PR #1089, opened 2022-03-16
Schnorrsig API improvements

real-or-random:
Should be merged before #995 if we want this.

I suspect the only change here which is debatable on a conceptual level is the renaming. I can drop this of course.

### DIFF
--- a/examples/schnorr.c
+++ b/examples/schnorr.c
@@ -18,16 +18,9 @@
 #include "random.h"
 
 int main(void) {
-    /* Instead of signing the message directly, we must sign a 32-byte hash.
-     * Here the message is "Hello, world!" and the hash function was SHA-256.
-     * An actual implementation should just call SHA-256, but this example
-     * hardcodes the output to avoid depending on an additional library. */
-    unsigned char msg_hash[32] = {
-        0x31, 0x5F, 0x5B, 0xDB, 0x76, 0xD0, 0x78, 0xC4,
-        0x3B, 0x8A, 0xC0, 0x06, 0x4E, 0x4A, 0x01, 0x64,
-        0x61, 0x2B, 0x1F, 0xCE, 0x77, 0xC8, 0x69, 0x34,
-        0x5B, 0xFC, 0x94, 0xC7, 0x58, 0x94, 0xED, 0xD3,
-    };
+    unsigned char msg[12] = "Hello World!";
+    unsigned char msg_hash[32];
+    unsigned char tag[17] = "my_fancy_protocol";
     unsigned char seckey[32];
     unsigned char randomize[32];
     unsigned char auxiliary_rand[32];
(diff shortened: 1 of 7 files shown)


examples/schnorr.c
```diff
@@ -96,7 +96,7 @@ int main(void) {
      * improve security against side-channel attacks. Signing with a valid
      * context, verified keypair and the default nonce function should never
      * fail. */
-    return_val = secp256k1_schnorrsig_sign(ctx, signature, msg_hash, &keypair, auxiliary_rand);
+    return_val = secp256k1_schnorrsig_sign32(ctx, signature, msg_hash, &keypair, auxiliary_rand);
```
real-or-random, line 111: If you want to test SECP256K1_DEPRECATED, simply remove the "32" here again and look out for compiler warnings.

michaelfolkson:
Concept ACK

I read the discussion on the renaming and it seems the only downsides are that the BIP needs to edited and a deprecation process of `schnorrsign_sign` is needed. Other projects (e.g. DLCs) seem to want to be able sign variable length messages and we'd like to facilitate other uses of this library if it doesn't present material downsides. I haven't tested yet but thanks for the guidance [comment](https://github.com/bitcoin-core/secp256k1/pull/1089#discussion_r827924114).

michaelfolkson:
Built successfully on MacOS Big Sur with `--enable-dev-mode` flag and ran tests.

> If you want to test SECP256K1_DEPRECATED, simply remove the "32" here again and look out for compiler warnings.

Followed this instruction and indeed got the compiler warnings:

`examples/schnorr.c:111:18: warning: 'secp256k1_schnorrsig_sign' is deprecated: Use secp256k1_schnorrsig_sign32 instead [-Wdeprecated-declarations]
    return_val = secp256k1_schnorrsig_sign(ctx, signature, msg_hash, &keypair, auxiliary_rand);
                 ^
./include/secp256k1_schnorrsig.h:136:3: note: 'secp256k1_schnorrsig_sign' has been explicitly marked deprecated here
  SECP256K1_DEPRECATED("Use secp256k1_schnorrsig_sign32 instead");
  ^
./include/secp256k1.h:179:55: note: expanded from macro 'SECP256K1_DEPRECATED'
#   define SECP256K1_DEPRECATED(_msg) __attribute__ ((__deprecated__(_msg)))
                                                      ^
1 warning generated.
  CCLD     schnorr_example`

include/secp256k1.h
```diff
@@ -800,7 +817,7 @@ SECP256K1_API SECP256K1_WARN_UNUSED_RESULT int secp256k1_ec_pubkey_combine(
  *  implementations optimized for a specific tag can precompute the SHA256 state
  *  after hashing the tag hashes.
  *
- *  Returns 0 if the arguments are invalid and 1 otherwise.
+ *  Returns: 1 always.
```
michaelfolkson, line 820: Wasn't sure why this has changed. Code below hasn't changed.

real-or-random: The function really always returns 1:
https://github.com/bitcoin-core/secp256k1/blob/master/src/secp256k1.c#L750

I think this was just a copy-and-paste mistake when writing the API docs. Strictly speaking, it's not even an API change because there  simply are no invalid arguments for this function (except those catched by `ARG_CHECK` but then we'll die and the function won't return.)

jonasnick: "We" are not guaranteed to die in an `ARG_CHECK` in case custom callbacks are used. Then the return value is unspecified in theory but 0 in practice. This is also how we describe the behavior of other functions (example `keypair_sec`, `keypair_pub`).

include/secp256k1.h
```diff
@@ -169,6 +169,20 @@ typedef int (*secp256k1_nonce_function)(
...
 # endif
 
+/** Attribute for marking functions, types, and variables as deprecated
+  * GCC <4.5 supports the attribute but not with an optional message argument. */
+#if !defined(SECP256K1_BUILD)
+# if defined(__GNUC__) && SECP256K1_GNUC_PREREQ(4, 5)
+#  define SECP256K1_DEPRECATED(_msg) __attribute__ ((__deprecated__(_msg)))
+# elif defined(__has_attribute)
+#  if __has_attribute(__deprecated__)
+#   define SECP256K1_DEPRECATED(_msg) __attribute__ ((__deprecated__(_msg)))
```
jonasnick, line 179: This line seems to be identical to the one in the previous branch. Did you intend to remove the `_msg` argument here?

jonasnick (commented):
concept ACK

For the record, I probably wouldn't rename sign at this point because it's not obviously better. I agree that it's more logical in terms of the spec, but for a user looking at the include file it's not immediately clear what the "32" suffix means and potentially causes confused searches for the "normal" signing function. But I'm ok with the change.

include/secp256k1.h
real-or-random: No this is intentional, I just didn't find a nicer way to write it...

Let me explain. One can't write this as a single condition
```
(defined(__GNUC__) && SECP256K1_GNUC_PREREQ(4, 5)) || (__has_attribute(__deprecated__) && __has_attribute(__deprecated__)
```
because this is illegal if `__has_attribute` is really not defined.

The `__has_attribute` is actually a clang thing (plus very recent GCC) and the clang docs suggest this here:
```
#ifndef __has_attribute
  #define __has_attribute(x) 0
#endif
```

Looks nice but I'm somewhat hesitant to define a reserved `__` identifier in a public include file. It's technically UB and in this case it could really lead to strange issues: Say the user includes our file and then checks `defined(__has_attribute)` in their code... I don't see an immediate problem with this, but it seems just wrong to do this.

real-or-random: Oh indeed, "very recent GCC" is not true. I switched to your suggestion (also added a missing #else case)

include/secp256k1.h
real-or-random: I fixed also the other functions. See the commit message for detailed rationale.

jonasnick (commented):
ACK b8f8b99f0fb3a5cd4c6fb1c9c8dfed881839e19e

include/secp256k1.h
```diff
@@ -169,6 +169,17 @@ typedef int (*secp256k1_nonce_function)(
 #  define SECP256K1_ARG_NONNULL(_x)
 # endif
 
+/** Attribute for marking functions, types, and variables as deprecated */
+#if !defined(SECP256K1_BUILD) && defined(__has_attribute)
```
sipa, line 173: IIRC GCC doesn't have `__has_attribute` until very recent versions, but does have `__attribute__((__deprecated__))` since at least GCC 4.1 (tested with godbolt) and probably earlier. Do we perhaps want this additionally enabled on based on `__GNUC__`?

real-or-random: This is what I had earlier but @jonasnick  pointed out that already GCC >= 5 offers `__has__attribute`. Moreover, `__attribute__((__deprecated__))` indeed works in >= GCC 4.1 but the optional `msg` argument works only in GCC >= 4.5 (in fact you get an error if you pass an argument in GCC < 4.5. 

(See the resolved discussion above).

sipa: Oh wow, I thought __has_attribute was only added much later. Looks good then.

sipa:
utACK b8f8b99f0fb3a5cd4c6fb1c9c8dfed881839e19e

################

[DIRECTIONS]: Repeat each entry word for word.

[RESPONSE TO THIS EXERCISE]:
PR #1089, opened 2022-03-16
Schnorrsig API improvements

real-or-random:
Should be merged before #995 if we want this.

I suspect the only change here which is debatable on a conceptual level is the renaming. I can drop this of course.

### DIFF
--- a/examples/schnorr.c
+++ b/examples/schnorr.c
@@ -18,16 +18,9 @@
 #include "random.h"
 
 int main(void) {
-    /* Instead of signing the message directly, we must sign a 32-byte hash.
-     * Here the message is "Hello, world!" and the hash function was SHA-256.
-     * An actual implementation should just call SHA-256, but this example
-     * hardcodes the output to avoid depending on an additional library. */
-    unsigned char msg_hash[32] = {
-        0x31, 0x5F, 0x5B, 0xDB, 0x76, 0xD0, 0x78, 0xC4,
-        0x3B, 0x8A, 0xC0, 0x06, 0x4E, 0x4A, 0x01, 0x64,
-        0x61, 0x2B, 0x1F, 0xCE, 0x77, 0xC8, 0x69, 0x34,
-        0x5B, 0xFC, 0x94, 0xC7, 0x58, 0x94, 0xED, 0xD3,
-    };
+    unsigned char msg[12] = "Hello World!";
+    unsigned char msg_hash[32];
+    unsigned char tag[17] = "my_fancy_protocol";
     unsigned char seckey[32];
     unsigned char randomize[32];
     unsigned char auxiliary_rand[32];
(diff shortened: 1 of 7 files shown)


examples/schnorr.c
```diff
@@ -96,7 +96,7 @@ int main(void) {
      * improve security against side-channel attacks. Signing with a valid
      * context, verified keypair and the default nonce function should never
      * fail. */
-    return_val = secp256k1_schnorrsig_sign(ctx, signature, msg_hash, &keypair, auxiliary_rand);
+    return_val = secp256k1_schnorrsig_sign32(ctx, signature, msg_hash, &keypair, auxiliary_rand);
```
real-or-random, line 111: If you want to test SECP256K1_DEPRECATED, simply remove the "32" here again and look out for compiler warnings.

michaelfolkson:
Concept ACK

I read the discussion on the renaming and it seems the only downsides are that the BIP needs to edited and a deprecation process of `schnorrsign_sign` is needed. Other projects (e.g. DLCs) seem to want to be able sign variable length messages and we'd like to facilitate other uses of this library if it doesn't present material downsides. I haven't tested yet but thanks for the guidance [comment](https://github.com/bitcoin-core/secp256k1/pull/1089#discussion_r827924114).

michaelfolkson:
Built successfully on MacOS Big Sur with `--enable-dev-mode` flag and ran tests.

> If you want to test SECP256K1_DEPRECATED, simply remove the "32" here again and look out for compiler warnings.

Followed this instruction and indeed got the compiler warnings:

`examples/schnorr.c:111:18: warning: 'secp256k1_schnorrsig_sign' is deprecated: Use secp256k1_schnorrsig_sign32 instead [-Wdeprecated-declarations]
    return_val = secp256k1_schnorrsig_sign(ctx, signature, msg_hash, &keypair, auxiliary_rand);
                 ^
./include/secp256k1_schnorrsig.h:136:3: note: 'secp256k1_schnorrsig_sign' has been explicitly marked deprecated here
  SECP256K1_DEPRECATED("Use secp256k1_schnorrsig_sign32 instead");
  ^
./include/secp256k1.h:179:55: note: expanded from macro 'SECP256K1_DEPRECATED'
#   define SECP256K1_DEPRECATED(_msg) __attribute__ ((__deprecated__(_msg)))
                                                      ^
1 warning generated.
  CCLD     schnorr_example`

include/secp256k1.h
```diff
@@ -800,7 +817,7 @@ SECP256K1_API SECP256K1_WARN_UNUSED_RESULT int secp256k1_ec_pubkey_combine(
  *  implementations optimized for a specific tag can precompute the SHA256 state
  *  after hashing the tag hashes.
  *
- *  Returns 0 if the arguments are invalid and 1 otherwise.
+ *  Returns: 1 always.
```
michaelfolkson, line 820: Wasn't sure why this has changed. Code below hasn't changed.

real-or-random: The function really always returns 1:
https://github.com/bitcoin-core/secp256k1/blob/master/src/secp256k1.c#L750

I think this was just a copy-and-paste mistake when writing the API docs. Strictly speaking, it's not even an API change because there  simply are no invalid arguments for this function (except those catched by `ARG_CHECK` but then we'll die and the function won't return.)

jonasnick: "We" are not guaranteed to die in an `ARG_CHECK` in case custom callbacks are used. Then the return value is unspecified in theory but 0 in practice. This is also how we describe the behavior of other functions (example `keypair_sec`, `keypair_pub`).

include/secp256k1.h
```diff
@@ -169,6 +169,20 @@ typedef int (*secp256k1_nonce_function)(
...
 # endif
 
+/** Attribute for marking functions, types, and variables as deprecated
+  * GCC <4.5 supports the attribute but not with an optional message argument. */
+#if !defined(SECP256K1_BUILD)
+# if defined(__GNUC__) && SECP256K1_GNUC_PREREQ(4, 5)
+#  define SECP256K1_DEPRECATED(_msg) __attribute__ ((__deprecated__(_msg)))
+# elif defined(__has_attribute)
+#  if __has_attribute(__deprecated__)
+#   define SECP256K1_DEPRECATED(_msg) __attribute__ ((__deprecated__(_msg)))
```
jonasnick, line 179: This line seems to be identical to the one in the previous branch. Did you intend to remove the `_msg` argument here?

jonasnick (commented):
concept ACK

For the record, I probably wouldn't rename sign at this point because it's not obviously better. I agree that it's more logical in terms of the spec, but for a user looking at the include file it's not immediately clear what the "32" suffix means and potentially causes confused searches for the "normal" signing function. But I'm ok with the change.

include/secp256k1.h
real-or-random: No this is intentional, I just didn't find a nicer way to write it...

Let me explain. One can't write this as a single condition
```
(defined(__GNUC__) && SECP256K1_GNUC_PREREQ(4, 5)) || (__has_attribute(__deprecated__) && __has_attribute(__deprecated__)
```
because this is illegal if `__has_attribute` is really not defined.

The `__has_attribute` is actually a clang thing (plus very recent GCC) and the clang docs suggest this here:
```
#ifndef __has_attribute
  #define __has_attribute(x) 0
#endif
```

Looks nice but I'm somewhat hesitant to define a reserved `__` identifier in a public include file. It's technically UB and in this case it could really lead to strange issues: Say the user includes our file and then checks `defined(__has_attribute)` in their code... I don't see an immediate problem with this, but it seems just wrong to do this.

real-or-random: Oh indeed, "very recent GCC" is not true. I switched to your suggestion (also added a missing #else case)

include/secp256k1.h
real-or-random: I fixed also the other functions. See the commit message for detailed rationale.

jonasnick (commented):
ACK b8f8b99f0fb3a5cd4c6fb1c9c8dfed881839e19e

include/secp256k1.h
```diff
@@ -169,6 +169,17 @@ typedef int (*secp256k1_nonce_function)(
 #  define SECP256K1_ARG_NONNULL(_x)
 # endif
 
+/** Attribute for marking functions, types, and variables as deprecated */
+#if !defined(SECP256K1_BUILD) && defined(__has_attribute)
```
sipa, line 173: IIRC GCC doesn't have `__has_attribute` until very recent versions, but does have `__attribute__((__deprecated__))` since at least GCC 4.1 (tested with godbolt) and probably earlier. Do we perhaps want this additionally enabled on based on `__GNUC__`?

real-or-random: This is what I had earlier but @jonasnick  pointed out that already GCC >= 5 offers `__has__attribute`. Moreover, `__attribute__((__deprecated__))` indeed works in >= GCC 4.1 but the optional `msg` argument works only in GCC >= 4.5 (in fact you get an error if you pass an argument in GCC < 4.5. 

(See the resolved discussion above).

sipa: Oh wow, I thought __has_attribute was only added much later. Looks good then.

sipa:
utACK b8f8b99f0fb3a5cd4c6fb1c9c8dfed881839e19e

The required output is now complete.